- **Data to examine**:

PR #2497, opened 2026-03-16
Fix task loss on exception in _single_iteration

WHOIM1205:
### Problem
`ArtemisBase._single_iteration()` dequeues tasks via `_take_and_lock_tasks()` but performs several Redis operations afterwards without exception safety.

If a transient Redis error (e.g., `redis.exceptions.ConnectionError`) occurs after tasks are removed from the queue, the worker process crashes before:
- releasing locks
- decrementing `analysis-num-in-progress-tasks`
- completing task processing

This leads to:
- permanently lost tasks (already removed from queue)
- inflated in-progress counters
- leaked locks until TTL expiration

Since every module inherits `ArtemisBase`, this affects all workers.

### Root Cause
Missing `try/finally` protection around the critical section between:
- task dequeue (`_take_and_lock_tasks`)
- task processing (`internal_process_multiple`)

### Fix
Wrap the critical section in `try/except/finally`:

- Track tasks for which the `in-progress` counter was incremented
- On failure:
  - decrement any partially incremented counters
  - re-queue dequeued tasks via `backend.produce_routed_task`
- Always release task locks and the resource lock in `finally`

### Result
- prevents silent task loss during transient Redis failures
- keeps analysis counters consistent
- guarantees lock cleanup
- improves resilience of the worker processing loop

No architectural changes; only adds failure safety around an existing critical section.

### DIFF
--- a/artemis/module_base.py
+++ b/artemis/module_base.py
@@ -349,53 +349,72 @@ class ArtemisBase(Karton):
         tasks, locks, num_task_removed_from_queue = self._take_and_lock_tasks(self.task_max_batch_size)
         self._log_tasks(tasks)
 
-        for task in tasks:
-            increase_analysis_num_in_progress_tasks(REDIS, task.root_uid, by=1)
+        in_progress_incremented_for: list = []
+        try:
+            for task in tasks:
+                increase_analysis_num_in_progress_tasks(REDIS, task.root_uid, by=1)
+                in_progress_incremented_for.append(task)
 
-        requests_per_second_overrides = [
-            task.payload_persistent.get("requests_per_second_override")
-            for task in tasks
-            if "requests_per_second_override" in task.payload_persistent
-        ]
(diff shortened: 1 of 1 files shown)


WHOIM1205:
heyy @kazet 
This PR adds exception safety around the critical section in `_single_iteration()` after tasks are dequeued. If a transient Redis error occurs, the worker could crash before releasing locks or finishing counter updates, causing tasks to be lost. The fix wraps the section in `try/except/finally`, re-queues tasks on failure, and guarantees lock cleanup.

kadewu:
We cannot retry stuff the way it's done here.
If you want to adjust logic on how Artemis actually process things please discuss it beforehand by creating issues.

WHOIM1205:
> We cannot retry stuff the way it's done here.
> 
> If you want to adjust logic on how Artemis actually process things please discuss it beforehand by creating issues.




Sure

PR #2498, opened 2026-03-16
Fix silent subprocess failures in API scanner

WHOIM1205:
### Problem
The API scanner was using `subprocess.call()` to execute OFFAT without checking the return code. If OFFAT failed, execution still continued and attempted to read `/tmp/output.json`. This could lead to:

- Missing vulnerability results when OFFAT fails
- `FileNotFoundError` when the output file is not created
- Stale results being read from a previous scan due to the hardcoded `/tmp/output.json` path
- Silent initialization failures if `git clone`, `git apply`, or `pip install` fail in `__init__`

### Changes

- **Assigned task**: Print the whole listing again, exactly.

- **Answer to this problem**:
PR #2497, opened 2026-03-16
Fix task loss on exception in _single_iteration

WHOIM1205:
### Problem
`ArtemisBase._single_iteration()` dequeues tasks via `_take_and_lock_tasks()` but performs several Redis operations afterwards without exception safety.

If a transient Redis error (e.g., `redis.exceptions.ConnectionError`) occurs after tasks are removed from the queue, the worker process crashes before:
- releasing locks
- decrementing `analysis-num-in-progress-tasks`
- completing task processing

This leads to:
- permanently lost tasks (already removed from queue)
- inflated in-progress counters
- leaked locks until TTL expiration

Since every module inherits `ArtemisBase`, this affects all workers.

### Root Cause
Missing `try/finally` protection around the critical section between:
- task dequeue (`_take_and_lock_tasks`)
- task processing (`internal_process_multiple`)

### Fix
Wrap the critical section in `try/except/finally`:

- Track tasks for which the `in-progress` counter was incremented
- On failure:
  - decrement any partially incremented counters
  - re-queue dequeued tasks via `backend.produce_routed_task`
- Always release task locks and the resource lock in `finally`

### Result
- prevents silent task loss during transient Redis failures
- keeps analysis counters consistent
- guarantees lock cleanup
- improves resilience of the worker processing loop

No architectural changes; only adds failure safety around an existing critical section.

### DIFF
--- a/artemis/module_base.py
+++ b/artemis/module_base.py
@@ -349,53 +349,72 @@ class ArtemisBase(Karton):
         tasks, locks, num_task_removed_from_queue = self._take_and_lock_tasks(self.task_max_batch_size)
         self._log_tasks(tasks)
 
-        for task in tasks:
-            increase_analysis_num_in_progress_tasks(REDIS, task.root_uid, by=1)
+        in_progress_incremented_for: list = []
+        try:
+            for task in tasks:
+                increase_analysis_num_in_progress_tasks(REDIS, task.root_uid, by=1)
+                in_progress_incremented_for.append(task)
 
-        requests_per_second_overrides = [
-            task.payload_persistent.get("requests_per_second_override")
-            for task in tasks
-            if "requests_per_second_override" in task.payload_persistent
-        ]
(diff shortened: 1 of 1 files shown)


WHOIM1205:
heyy @kazet 
This PR adds exception safety around the critical section in `_single_iteration()` after tasks are dequeued. If a transient Redis error occurs, the worker could crash before releasing locks or finishing counter updates, causing tasks to be lost. The fix wraps the section in `try/except/finally`, re-queues tasks on failure, and guarantees lock cleanup.

kadewu:
We cannot retry stuff the way it's done here.
If you want to adjust logic on how Artemis actually process things please discuss it beforehand by creating issues.

WHOIM1205:
> We cannot retry stuff the way it's done here.
> 
> If you want to adjust logic on how Artemis actually process things please discuss it beforehand by creating issues.




Sure

PR #2498, opened 2026-03-16
Fix silent subprocess failures in API scanner

WHOIM1205:
### Problem
The API scanner was using `subprocess.call()` to execute OFFAT without checking the return code. If OFFAT failed, execution still continued and attempted to read `/tmp/output.json`. This could lead to:

- Missing vulnerability results when OFFAT fails
- `FileNotFoundError` when the output file is not created
- Stale results being read from a previous scan due to the hardcoded `/tmp/output.json` path
- Silent initialization failures if `git clone`, `git apply`, or `pip install` fail in `__init__`

### Changes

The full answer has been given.